== Required work ==
Everything from the first line of the records to the line containing "PR #7885, opened 2023-03-07", inclusive, is to be extracted exactly, and nothing more.

- Opening Delimiter -

PR #6929, opened 2022-10-08
Desktop: Resolves #6143 Added list of plugins in about box

### LINKED ISSUE #6143: Desktop: Show installed plugins in Help - About Joplin

shivamsingha:
Resolves #6143
Added list of plugins to about box. 
Added tests for lib/versionInfo


tessus:
What happens, if you have a lot of plugins installed? Does the About window scroll?

Did you test let's say with 50 or 100 plugins? I think I mentioned this in the issue you referenced and/or the disussion on the forum.

laurent22:
Closed for lack of answer

PR #7885, opened 2023-03-07
Desktop: Resolves #7879 Paste as Text shortcut pasting content twice

### LINKED ISSUE #7879: Using default keyboard shortcut for 'Paste As Text' paste content twice on Linux
When using the `Ctrl+Shift+V` command on Linux it seems to trigger the Paste as Text two times (one by the Joplin application, the other by the OS).

Case in point: if you rebind the `Paste As Text` to `Ctrl+M`, for example, `Ctrl+M` will work as intended (pasting only one time), but `Ctrl+Shift+V` will still paste as text.

## Environment

```
Joplin 2.10.8 (dev, linux)

Client ID: a3a49818ebcd4a1d928fd0a524df6e50
Sync Version: 3
Profile Version: 42
Keychain Supported: No

Revision: 437320f90 (dev)
```

## Steps to reproduce

1. On Linux, with default Keyboard Shortcuts
2. Copy content to the clipboard
3. Try to paste the content into the Rich Text Editor with the default keyboard `Ctrl+Shift+V`
4. Content will be pasted twice

It should paste content only once.

pedr:
Issue https://github.com/laurent22/joplin/issues/7879

During the implementation of the Paste as Text command I also added a shortcut for it, but the shortcut only duplicates the operational system functionality of pasting without formatting.

The shortcut needs to be removed because when you use `Ctrl+Shift+V` on Linux and Windows, before the application call this command, the TinyMCE editor will receive an `onPaste` event with content without formatting, which is just the same thing that our command already does.

Unfortunately, by removing the shortcut the menu option will lose the information about how to use the shortcut

imagem

One alternative would be to change the implementation to be closer to the Paste from the Markdown editor, I would need to take a better look at how it is done there to avoid this duplication problem (I know it is another library, so it might be easier there)

### How to test

Try to paste content from the clipboard into the Rich Text Editor with the default hotkeys (`Cmd+Shift+V` or `Ctrl+Shift+V`).


laurent22:
If possible it would be good if we can keep the shortcut. There's something about this here: https://github.com/laurent22/joplin/blob/fddbe6cf6c9ffbd0ec2454eb0822f060996e8818/packages/app-desktop/gui/NoteEditor/NoteBody/TinyMCE/TinyMCE.tsx#L1079 Isn't it related? Maybe one of the event can be ignored somehow?

laurent22:
By the way, I see that there's an "onPasteAsText" and a "pasteAsPlainText" function. Isn't it possible to refactor so that there's only one way to paste as text? Also these two functions do different things so paste as text will have two different behaviours depending on how it happens.

pedr:
> By the way, I see that there's an "onPasteAsText" and a "pasteAsPlainText" function. Isn't it possible to refactor so that there's only one way to paste as text? Also these two functions do different things so paste as text will have two different behaviours depending on how it happens.

I guess I could use the `pasteAsPlainText` function, the only functionality that I know that we will miss is the ability of pasting images with the Paste as Text, which isn't something that matters since you can just use plain Paste to do that.

pedr:
> If possible it would be good if we can keep the shortcut. There's something about this here:
> 
> https://github.com/laurent22/joplin/blob/fddbe6cf6c9ffbd0ec2454eb0822f060996e8818/packages/app-desktop/gui/NoteEditor/NoteBody/TinyMCE/TinyMCE.tsx#L1079
> Isn't it related? Maybe one of the event can be ignored somehow?

I could do something like (removing the system check)
```js
	if ((event.metaKey || event.ctrlKey) && event.shiftKey && event.code === 'KeyV') {
		event.preventDefault();
		pasteAsPlainText();
	}
```
With the `preventDefault` both calls to paste the text are prevented. If the user rebinds the shortcut to something else ti would still work because it call the command directly.

I'm just not sure what it would be the impact on MacOS, but I don't think it would change anything.

laurent22:
Works in macOS too, so let's merge

PR #7886, opened 2023-03-07
Desktop: Resolves #7880: Paste as Text only working on hotkeys on Windows

### LINKED ISSUE #7880: Paste as Text only works with default keybinding on Windows
The Paste as Text functionality is not working on Windows. The only way that the 'Paste as text' works is by using the `Ctrl+Shift+V`, but this is probably because the SO is handling the command.

## Environment

```
Joplin 2.10.8 (prod, win32)

Client ID: dff1642b6065446b9eec302e271be575
Sync Version: 3
Profile Version: 42
Keychain Supported: No

Revision: 2262cbf
```

## Steps to reproduce

1. On Windows
2. Copy content to clipboard
3. Inside the Rich Text Editor, right-click inside the editor e select 'Paste as Tex' or select the option from the top menu `Edit -> Paste as Text`
4. Nothing happens

Other evidence:

1. On Windows
2. Rebind 'Paste as Text' to `Ctrl+M`
3. Copy content to Clipboard
4. Inside the Rich Text Editor, try to paste content with the shortcut
5. Nothing happens

Clipboard content should be pasted to the code editor as text, without formatting.

pedr:
Resolves https://github.com/laurent22/joplin/issues/7880

When making the implementation for the Paste as Text functionality I use the `clipboard.read` function which is still experimental and doesn't seem to work on Windows.

To fix that I just use the simpler function `readText`

https://www.electronjs.org/docs/latest/api/clipboard

## How to Test

- On Windows
- Copy content to the clipboard
- Inside the Rich Text Editor, right-click inside the editor and select 'Paste as Text' or select the option from the top menu Edit -> Paste as Text
- The copied content should appear on the screen

If the command works with other shortcuts:
- On Windows 
- Rebind 'Paste as Text' to Ctrl+M
- Copy content to Clipboard
- Inside the Rich Text Editor, try to paste content with the shortcut
- The copied content should appear on the screen

With Google Docs:
- On Windows, inside the Rich Text Editor
- Copying content from Google Docs (eg: https://docs.google.com/document/d/1NUVcHRDdRDb1jUBpedIPSHGuu0dbJM8ppiLt1LMJR8M/edit?usp=sharing) 
- Pasting the content with Paste as Text should insert plain text as opposed to Paste which shows content formatted as the original document

With empty content:
- On Windows, inside the Rich Text Editor
- Clean clipboard (Windows+V to be able to access clipboard utility)
- Paste as Text does not appear as an option inside the Context Menu since it has nothing to paste
- Pasting with the upper menu option should call the command, but nothing should be inserted since there is no content inside the clipboard

### DIFF
--- a/packages/app-desktop/gui/NoteEditor/NoteBody/TinyMCE/TinyMCE.tsx
+++ b/packages/app-desktop/gui/NoteEditor/NoteBody/TinyMCE/TinyMCE.tsx
@@ -77,12 +77,6 @@ function stripMarkup(markupLanguage: number, markup: string, options: any = null
 	return	markupToHtml_.stripMarkup(markupLanguage, markup, options);
 }
 
-function createSyntheticClipboardEventWithoutHTML(): ClipboardEvent {
-	const clipboardData = new DataTransfer();
-	clipboardData.setData('text/plain', clipboard.readText());
-	return new ClipboardEvent('paste', { clipboardData });
-}
-
 interface TinyMceCommand {
 	name: string;
 	value?: any;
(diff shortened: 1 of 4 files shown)


laurent22:
In the "How to Test" section there should be more than testing the specific function. We should also check that nothing else got broken, for example what if the clipboard only contains HTML but not text data? In that case isn't it going to paste nothing? Also maybe check what happens when pasting from Word (or Wordpad if you don't have Word), LibreOffice or Thunderbird. There have been issues with these in the past so we should check there's no regression

pedr:
> In the "How to Test" section there should be more than testing the specific function. We should also check that nothing else got broken, for example what if the clipboard only contains HTML but not text data? In that case isn't it going to paste nothing? Also maybe check what happens when pasting from Word (or Wordpad if you don't have Word), LibreOffice or Thunderbird. There have been issues with these in the past so we should check there's no regression

I'm not sure how to copy HTML content that is empty so I couldn't test that, but I tested with an empty clipboard, and with Google Docs, since when copying from Wordpad it doesn't bring any styles, and with Gmail content.

pedr:
Just so you know when this PR or https://github.com/laurent22/joplin/pull/7885 get merged it will (probably) create a merge conflict.

laurent22:
> Just so you know when this PR or #7885 get merged it will (probably) create a merge conflict.

Indeed it does. Could you look at it please, and then we can merge

pedr:
> Indeed it does. Could you look at it please, and then we can merge

Resolved.

laurent22:
@pedr, could you confirm if something needed to be merged in this PR? Because the `createSyntheticClipboardEventWithoutHTML` function has been removed from the other PR, so there was actually no changes here

pedr:
> @pedr, could you confirm if something needed to be merged in this PR? Because the `createSyntheticClipboardEventWithoutHTML` function has been removed from the other PR, so there was actually no changes here

Yes, my mistake. Since we changed from my implementation to the `pasteAsText` function when calling the onPasteAsText event the bug should be fixed. (`pasteAsText` already uses `clipboard.readText` which works in Windows)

- Closing Delimiter -

== Answer box ==
PR #6929, opened 2022-10-08
Desktop: Resolves #6143 Added list of plugins in about box

### LINKED ISSUE #6143: Desktop: Show installed plugins in Help - About Joplin

shivamsingha:
Resolves #6143
Added list of plugins to about box. 
Added tests for lib/versionInfo


tessus:
What happens, if you have a lot of plugins installed? Does the About window scroll?

Did you test let's say with 50 or 100 plugins? I think I mentioned this in the issue you referenced and/or the disussion on the forum.

laurent22:
Closed for lack of answer

PR #7885, opened 2023-03-07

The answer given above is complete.